What to produce. In the data that follows, find each line containing "watchers" and copy it.

Information.
[Start of section]

PR #3935, opened 2024-07-24
Set usepresets context after manually creating presets file

### LINKED ISSUE #3854: usepresets context is not set after manually creating a cmakepresets.json
### Brief Issue Summary

usepresets context is not set after manually creating a cmakepresets.json, so the Select Configure Preset and Add Configure Preset options are not available in the command palette.

Might need to add/update a file watcher to update the active project when changes are made to a cmakepreset.json file. Also maybe for cmakeuesrpresets.json as well.

Related to #3734.

### CMake Tools Diagnostics

_No response_

### Debug Log

_No response_

### Additional Information

_No response_

qarni:
Fixes #3854. Support for watching multiple paths (cmakepresets.json/cmakeuserpresets.json/include files) was broken due to a Chokidar bug. Created a wrapper class to handle this scenario.


src/presetsController.ts
```diff
@@ -1943,26 +1943,64 @@ export class PresetsController {
...
             this._sourceDirChangedSub.dispose();
         }
     }
 }
+
+/**
+ * FileWatcher is a wrapper around chokidar's FSWatcher that allows for watching multiple paths.
+ * Chokidar's support for watching multiple paths is currently broken, if it is fixed in the future, this class can be removed.
+ */
+class FileWatcher {
```
gcampbell-msft, line 1984: If we are implementing `dispose`, we should likely about extending vscode.Disposable.

qarni: I see that PresetsController also has dispose() but it doesnt extend vscode.Disposable - is there a difference here?

src/presetsController.ts
```diff
@@ -1943,26 +1943,64 @@ export class PresetsController {
...
+    private watchers: Map<string, chokidar.FSWatcher>;
+
+    public constructor(paths: string | string[], eventHandlers: Map<string, () => void>, options?: chokidar.WatchOptions) {
+        this.watchers = new Map<string, chokidar.FSWatcher>();
+
+        for (const path of Array.isArray(paths) ? paths : [paths]) {
+            try {
+                const watcher = chokidar.watch(path, { ...options });
+                Array.from(eventHandlers).forEach(([event, handler]) => watcher.on(event, handler));
```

[End of section]

Written response.
+    private watchers: Map<string, chokidar.FSWatcher>;
+        this.watchers = new Map<string, chokidar.FSWatcher>();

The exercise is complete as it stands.